I even sold a car this way. Buyer came to view the car, transferred the money from his banking app in front of me, drove off.

(Follow-up to note an exception: The banks here insist on making me the primary account holder of record, even though my wife earns more, manages the money, and handles all the interactions with the banks, including in-person visits. They seem mystified at the notion that the husband wouldn’t be the financial leader of the household, and their systems seem unable to accommodate a switch to my wife. When she got her new bank card recently, it actually came in an envelope with my name on the outside, even though it’s her name on the card. Definitely a persistent annoyance, and a weird holdover of antiquated traditional assumptions. Just about everything else, though, is great.)

That’s interesting. Yes very antiquated. Is that a common practice in other EU countries, sidelining women in the financial sector? If men are the default head of household do single women have full access to banking products. Can women get business loans on their own?

I use Venmo and Zelle.

I use PayPal, and have used zelle, though not lately, but never Venmo as I don’t like that it requires you have a mobile phone to sign up and to use, nor the privacy and security problems it has.


I live in the UK and use Bank Transfers.
I pay my cleaning lady, gardener, plumber, electrician, dentist and bridge club that way.

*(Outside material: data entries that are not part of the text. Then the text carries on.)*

PR #398, opened 2022-08-19
fix(e2e): add missing logger param

mirceahasegan:
# Context

Blockfrost e2e tests update after logger mandatory param was added

### DIFF
--- a/packages/e2e/test/blockfrost/getAsset.test.ts
+++ b/packages/e2e/test/blockfrost/getAsset.test.ts
@@ -1,6 +1,7 @@
 import * as envalid from 'envalid';
 import { Cardano } from '@cardano-sdk/core';
 import { assetProviderFactory } from '../../src/factories';
+import { logger } from '@cardano-sdk/util-dev';
 
 // Verify environment.
 export const env = envalid.cleanEnv(process.env, {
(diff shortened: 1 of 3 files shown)


packages/e2e/test/blockfrost/getAsset.test.ts
```diff
@@ -1,6 +1,7 @@
 import * as envalid from 'envalid';
 import { Cardano } from '@cardano-sdk/core';
 import { assetProviderFactory } from '../../src/factories';
+import { dummyLogger } from 'ts-log';
```
mkazlauskas, line 4:
```suggestion
import { TestLogger } from 'util-dev';
```

mkazlauskas (changes requested):
I think [this file](https://github.com/input-output-hk/cardano-js-sdk/blob/master/packages/e2e/test/web-extension/extension/background/config.ts) is also missing some updates for logger params

packages/e2e/test/blockfrost/getAsset.test.ts
mirceahasegan: I force pushed the changes because they are contained and simple

mirceahasegan: We agreed offline that webextension logs are ok to go to the browser console because that is where they will execute

mkazlauskas (approved):
Thanks @mirceahasegan

rhyslbw (approved):

rhyslbw (changes requested):
This is a fix, but in the scope of tests only, so should therefore be typed as `test`

rhyslbw (approved):

mkazlauskas (approved):

PR #399, opened 2022-08-22
fix: messenger connect race

mkazlauskas:
# Context

web-extension messaging sometimes works unreliably (observable doesn't emit)

# Proposed Solution

Problem seems to be that `message$` emits before it is subscribed to (probably synchronously). Replacing `Subject` with `ReplaySubject(1)` seems to fix the issue. 2095fc944c6d1eea47b400d9eaaf507f232aa704

- [fix(wallet): create contextLogger with non-undefined 'name'](https://github.com/input-output-hk/cardano-js-sdk/commit/89a93bd417fa0940fa9b09028d71a8da7900bc72)
- [feat(web-extension): slightly improve messengers log output](https://github.com/input-output-hk/cardano-js-sdk/commit/6d3b82b380959d6d0f5047059a0e1539e4f71e0a)
- Consolidate 2 `pipe` calls into 1 (not part of the main fix in 2095fc944c6d1eea47b400d9eaaf507f232aa704)

### DIFF
--- a/packages/web-extension/src/messaging/BackgroundMessenger.ts
+++ b/packages/web-extension/src/messaging/BackgroundMessenger.ts
@@ -32,7 +32,7 @@ export const createBackgroundMessenger = ({ logger, runtime }: MessengerDependen
     return channel;
   };
   const onPortMessage = (data: unknown, port: MessengerPort) => {
-    logger.debug('[BackgroundMessenger] Port message', data, port);
+    logger.debug(`[BackgroundMessenger(${port.name})] message`, data);
     const { message$ } = channels.get(port.name)!;
     message$.next({ data, port });
   };
@@ -43,7 +43,7 @@ export const createBackgroundMessenger = ({ logger, runtime }: MessengerDependen
     const newPorts = new Set(ports$.value);
     newPorts.delete(port);
     ports$.next(newPorts);
-    logger.debug('[BackgroundMessenger] Port disconnected', port);
+    logger.debug(`[BackgroundMessenger(${port.name})] disconnected`, port);
   };
   const onConnect = (port: MessengerPort) => {
     const { ports$ } = getChannel(port.name);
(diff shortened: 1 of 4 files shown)


mirceahasegan (approved):

packages/web-extension/src/messaging/BackgroundMessenger.ts
```diff
@@ -22,7 +22,7 @@ export const createBackgroundMessenger = ({ logger, runtime }: MessengerDependen
   const getChannel = (channelName: ChannelName) => {
     let channel = channels.get(channelName);
     if (!channel) {
-      channels.set(channelName, (channel = { message$: new Subject(), ports$: new BehaviorSubject(new Set()) }));
+      channels.set(channelName, (channel = { message$: new ReplaySubject(1), ports$: new BehaviorSubject(new Set()) }));
```
rhyslbw, line 25: Given this is a fix we're not completely satisfied with, please add a comment inline to ensure there's some context to an otherwise curious need to use this special `Subject`

packages/web-extension/src/messaging/NonBackgroundMessenger.ts
```diff
@@ -26,7 +26,7 @@ export const createNonBackgroundMessenger = (
   let delay = initialDelay;
   let isDestroyed = false;
   const port$ = new BehaviorSubject<MessengerPort | null | 'destroyed'>(null);
-  const message$ = new Subject<PortMessage>();
+  const message$ = new ReplaySubject<PortMessage>(1);
```
rhyslbw, line 29: Can use the same comment here too.

rhyslbw (changes requested):
The fix is fine given it's satisfying the requirements, just requesting inline comments for context.

mirceahasegan (approved):

rhyslbw (approved):
Great work @mkazlauskas :sunflower:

Good God no, I don’t know where Cervaise lives, but that sure as hell doesn’t happen in the UK. Be a bit of an issue if it did, given that my wife and I are both women. I also used to have an Italian account, wasn’t an issue there either. But then again, with no man to manfully take command, I guess they didn’t have an option. Cervaise’s example sounds like the bank just being very old fashioned in its sexism, rather than there being actual laws excluding women from financial control.

I was a PayPal early adopter and still use it.

Years ago my gf needed a few hundred dollars cash, which I had on me and gave to her. She then reimbursed me using Venmo IIRC, assuming I used the service.

I received an email that I had money awaiting me. When I tried to download and use the app it did not play well with my small town local bank. It pissed me off so I rejected the money.

I might have never been paid back, I’m not sure.

Yeah, “sidelining women in the financial sector” is a pretty drastic overinterpretation of my anecdote. It’s just a quirk of the old-fashioned personal account management system, I suspect. Everything else is perfectly fine and equitable.

(That said, there is a huge disparity in male/female representation in the finance industry leadership, but that’s an “everywhere” problem, not specific to Europe.)

No, and it’s really annoying. You can’t even go to the bank and do it in person. You can only send a wire transfer, which they charge you for and it can take three fucking days for it to arrive. Honestly, banks here are stuck in the 60s. I use Paypal in a limited fashion, but I won’t use Venmo or Zelle, mainly because the more services you have like that the bigger the chance of your account being compromised.

When my sister was collecting the shares from all us sibs to buy my mom something (Christmas gift??) she requested we use Venmo. That’s the only on-line method I’ve ever used. Generally, I just write a check.

Paypal, Venmo, and Zelle. I’ve used all three at times.